Poly I:C can stimulate KCs and increase their ability to activate T cells. Male C57BL/6J mice were treated by poly I:C (50 μg/mouse), or phosphate-buffered saline as control. After 12 hours, the animals were sacrificed, NPCs isolated, and KCs purified. (A) Liver NPCs were analyzed for the expression of various surface molecules. Results shown are flow cytometric analyses of gated CD45⁺F4/80⁺ KCs. The solid lines represent isotype controls, shaded histograms staining of naïve KCs, and the dotted lines staining of poly I:C-stimulated KCs. (B) CD4⁺ OVA-TCR transgenic T cells were incubated with either naïve or poly I:C-stimulated KCs for 3 days in the presence of various concentrations of OVA_323-339. T cell proliferation was determined as described. The measurements were carried out in triplicate and the results represent mean ± SEM. *P < 0.05 compared with T cells stimulated by naïve KCs. The data shown are representative of three independent experiments producing similar results.

Fig. 5

KCs inhibit splenic DC-induced expansion of OVA-TCR transgenic T cells. (A) CD4⁺ OVA-TCR transgenic T cells (5 × 10⁴/well) were incubated with 2.5 × 10⁴/well DCs, KCs, or DCs plus KCs (1:1 ratio) for 3 days in the presence of 10 μg/mL OVA_323-339. T cell proliferation was determined by [³H]-thymidine incorporation during the last 16 hours of incubation. The experiments were carried out in triplicate and the results represent mean ± SEM. *P < 0.05 compared with T cells stimulated by DCs alone. (B) CD4⁺ OVA-TCR transgenic T cells were labeled with CFSE, followed by incubation with DCs alone, or in the presence of KCs with or without separation by a transwell membrane. OVA_323-339 (10 μg/mL) were included in all cultures, and after 3 days the cells analyzed for CFSE staining on CD4⁺ T cells. The data shown in A and B are representative of four independent experiments producing similar results.

Fig. 6

KC-induced T cell suppression was not mediated by NO, IDO, IL-10, or TGF-β. CD4⁺ OVA-TCR transgenic T cells were incubated with DCs or the combination of DCs and KCs as described. L-NMMA (0.1 mM), 1-MT (1 mM), anti–IL-10 (10 μg/mL), or anti–TGF-β (10 μg/mL) neutralizing antibody was included in some DC/KC/T cell cocultures. T cell proliferation was determined after 3 days as described.
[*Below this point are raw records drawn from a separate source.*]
PR #15570, opened 2020-02-14
couple proxysite changes for comparison hopefully w/o side effects

### LINKED ISSUE #15527: Demo.matomo.org does not show correct data
Issue reproduced on the demo: https://demo.matomo.org/index.php?module=CoreHome&action=index&date=today&period=week&idSite=62&updated=2#?idSite=62&period=week&date=2020-02-01&category=Referrers_Referrers&subcategory=General_Overview
This issue is visible to everyone on the demo it seems (in a private browser window)
but i could not reproduce it on other instances.

Here is how it looks:

Screenshot from 2020-02-07 13-18-58

* Got evolution graphs showing "Clicks" metrics for Direct entries and Total
* Expected instead evolution graphs showing "Visits" metrics for Direct entries and Total

What could cause such an issue of plotting the wrong metrics?

I could try to [run the SQL in this FAQ](https://matomo.org/faq/troubleshooting/faq_21433/) for "anonymous" user but I expected that anonymous would never get any setting stored (as the settings are expected to be stored in each anonymous' user session)

diosmosis:
Fixes #15527

Not completely sure these changes are complete, but I don't get errors locally w/ comparison or get strange data.

### DIFF
--- a/core/Plugin/ViewDataTable.php
+++ b/core/Plugin/ViewDataTable.php
@@ -8,10 +8,12 @@
  */
 namespace Piwik\Plugin;
 
+use Piwik\API\DataTablePostProcessor;
 use Piwik\API\Request;
 use Piwik\API\Request as ApiRequest;
 use Piwik\Common;
 use Piwik\DataTable;
+use Piwik\Metrics\Formatter\Html;
 use Piwik\Period;
 use Piwik\Piwik;
 use Piwik\Plugins\API\Filter\DataComparisonFilter;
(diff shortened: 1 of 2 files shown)


tsteur:
@diosmosis feel free to merge if tests pass. We can always adjust demo later again as it's hard to test/know if it fully works

diosmosis:
ProxySite has tests but they don't work so well anymore, I can use those to get a better idea.

diosmosis:
Undid one part of the change, had to be fixed in ProxySite, will merge if tests pass.

PR #15578, opened 2020-02-16
Add movers and shakers widget to dashboard

### LINKED ISSUE #13153: Add "Movers and shakers" widget to the default dashboard
I think it would be quite valuable to have. I don't know what it shows when there is no data... maybe could explain what the plugin does... because after installation there will be no data and this way users can understand what the widget is for... 

maybe we can also add a few more reports to this report? not sure.

tsteur:
fix https://github.com/matomo-org/matomo/issues/13153

### DIFF
--- a/plugins/Insights/tests/Integration/ApiTest.php
+++ b/plugins/Insights/tests/Integration/ApiTest.php
@@ -246,7 +246,7 @@ class ApiTest extends SystemTestCase
         $this->assertTrue($this->api->canGenerateInsights('2012-12-12', 'month'));
 
         $this->assertFalse($this->api->canGenerateInsights('last10', 'day'));
-        $this->assertFalse($this->api->canGenerateInsights('2012-11-11,2012-12-12', 'range'));
+        $this->true($this->api->canGenerateInsights('2012-11-11,2012-12-12', 'range'));
     }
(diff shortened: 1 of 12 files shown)


plugins/Insights/tests/Integration/ApiTest.php
```diff
@@ -246,7 +246,7 @@ public function test_canGenerateInsights()
         $this->assertTrue($this->api->canGenerateInsights('2012-12-12', 'month'));
 
         $this->assertFalse($this->api->canGenerateInsights('last10', 'day'));
-        $this->assertFalse($this->api->canGenerateInsights('2012-11-11,2012-12-12', 'range'));
+        $this->true($this->api->canGenerateInsights('2012-11-11,2012-12-12', 'range'));
```
sgiehl:
```suggestion
        $this->assertTrue($this->api->canGenerateInsights('2012-11-11,2012-12-12', 'range'));
```

sgiehl (changes requested):
One test is failing and the UI tests will need some updates

tsteur:
Tests should hopefully be fixed now @sgiehl

sgiehl (approved):

PR #15583, opened 2020-02-17
Fixes some comparison issues

### LINKED ISSUE #15193: Compare to: previous year (day) goes back two years
I was testing the new comparing feature inside the calendar and I found this.

1. select period = day (for example 5 nov 2018)
2. check :heavy_check_mark: «Compare in» then select «Previous year»

I expected a compared dashobard of 2018-11-05 day period and 2017-11-05 day period but query is ran with **2016-11-05** CompareDates[] and ComparePeriods[] = range.

Then I've expected I can compare day periods and not custom ranges. 
This means to me Matomo is always calculating a range report. Not using pre-archived periods.

Note: «Compare to: previous period» works like expected

### LINKED ISSUE #15194: Compare to: previous year always returning a range
I've expected to compare a day period with same day period in year before. Two pre-archived reports. So I checked in the calendar-dropdown:

1. 2018-11-05 (day)
2. «compare to:» and «previous year»

I expected to have two day period comparison like happend on «previous period» but worked like «custom», returning a range. 

On huge websites, _ranged report must be calculated on the fly by Matomo_, while day, week, month, year periods are pre-calculated during cron archive.

Screenshot_2019-11-25 ER-portale - 2018-09-03 - Web Analytics Reports - Matomo
Screenshot_2019-11-25 ER-portale - 2018-09-03 - Web Analytics Reports - Matomo(1)

### Then I've expected some missing features:

 - week periods comparison between years (for example 43th week of 2018 vs 43th week of 2017)
- month period comparison between years (november 2018 vs november 2017), not ranged from 2017-11-01 and 2017-11-30

The problem with ranged data is the server gets overloaded on big amounts of data. You can feel it by comparing «period year» with «previous year», then «period year» with «previous period». The second (pre archived) is faster.

sgiehl:
fixes #15194, #15193

### DIFF
--- a/plugins/CoreHome/angularjs/common/services/periods.js
+++ b/plugins/CoreHome/angularjs/common/services/periods.js
@@ -63,7 +63,7 @@
         },
 
         getDateRange: function () {
-            return [this.dateInPeriod, this.dateInPeriod];
+            return [new Date(this.dateInPeriod.getTime()), new Date(this.dateInPeriod.getTime())];
         }
     };
 
--- a/plugins/CoreHome/angularjs/period-selector/period-selector.controller.js
+++ b/plugins/CoreHome/angularjs/period-selector/period-selector.controller.js
@@ -257,9 +257,16 @@
                 currentDateRange[0].setFullYear(currentDateRange[0].getFullYear() - 1);
                 currentDateRange[1].setFullYear(currentDateRange[1].getFullYear() - 1);
 
+                if (vm.selectedPeriod === 'range') {
+                    return {
+                        comparePeriods: ['range'],
+                        compareDates: [piwikPeriods.format(currentDateRange[0]) + ',' + piwikPeriods.format(currentDateRange[1])],
+                    };
+                }
+
                 return {
-                    comparePeriods: ['range'],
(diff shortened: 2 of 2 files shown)


plugins/CoreHome/angularjs/common/services/periods.js
```diff
@@ -63,7 +63,7 @@
         },
 
         getDateRange: function () {
-            return [this.dateInPeriod, this.dateInPeriod];
+            return [new Date(this.dateInPeriod.getTime()), new Date(this.dateInPeriod.getTime())];
```
sgiehl: we need to ensure new date objects are returned here. Otherwise only references for `this.dateInPeriod` were returned, causing problems when they were manipulated. (That caused day periods compared two years back)

diosmosis:
LGTM

tassoman:
Hello there!
 Is there any regression about this bug fixes? I've installed `3.13.5` in staging environment and I still feeling the wrong behaviour.
I thought were fixed some months ago. :thinking:

tassoman:
The «interval» bug is confirmed also for _month_ period

tsteur:
@tassoman this was only fixed in 4.x AFAIK. @tassoman feel free to create a PR for 3.X and I can merge it should you need the patch earlier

The experiments were carried out in triplicate, and the results represent mean ± SEM. *P < 0.05 compared with T cells stimulated by DCs alone. Similar results were obtained in four separate experiments conducted in the same manner.

Fig. 7

KC-induced T cell suppression was mediated by PGs. (A) CD4⁺ OVA-TCR transgenic T cells were cultured alone, or in the presence of DCs, KCs, or DCs and KCs. After 48 hours, the supernatants were collected and the levels of PGE₂ and 15d-PGJ₂ were determined. The measurements were carried out in triplicate and the results represent mean ± SEM. *P < 0.05 compared with T cells alone. (B) KCs (2.5 × 10⁴/well) were cultured in the absence and presence of various concentrations of indomethacin. After 48 hours, the supernatants were collected and the levels of PGE₂ and PGJ₂ measured. The measurements were carried out in triplicate and the results represent mean ± SEM. *P < 0.05 compared with KCs cultured in the absence of indomethacin. (C) DCs (2.5 × 10⁴/well) and KCs (2.5 × 10⁴/well) were cultured overnight before the addition of CD4⁺ OVA-TCR transgenic T cells (5 × 10⁴/well). Indomethacin (INDO, 1 μM) was included in some DC/KC overnight cocultures. Furthermore, a combination of exogenous PGE₂ (3 ng/mL) and PGJ₂ (3 ng/mL) wad added either in DC/KC overnight cultures, or in DC/KC/T cell cocultures at the same time as the addition of T cells (PGs). T cell proliferation was determined after 3 days as described. (D) CD4⁺ OVA-TCR transgenic T cells were incubated with DCs alone, or in the presence of naïve KCs (nKC) or KCs isolated from poly I:C-treated mice (pKC). T cell proliferation was determined after 3 days as described. (C and D) The measurements were carried out in triplicate and the results represent mean ± SEM. *P < 0.05 compared with T cells stimulated by DCs. The data shown in panels A, B, C, and D represent four independent experiments producing similar results.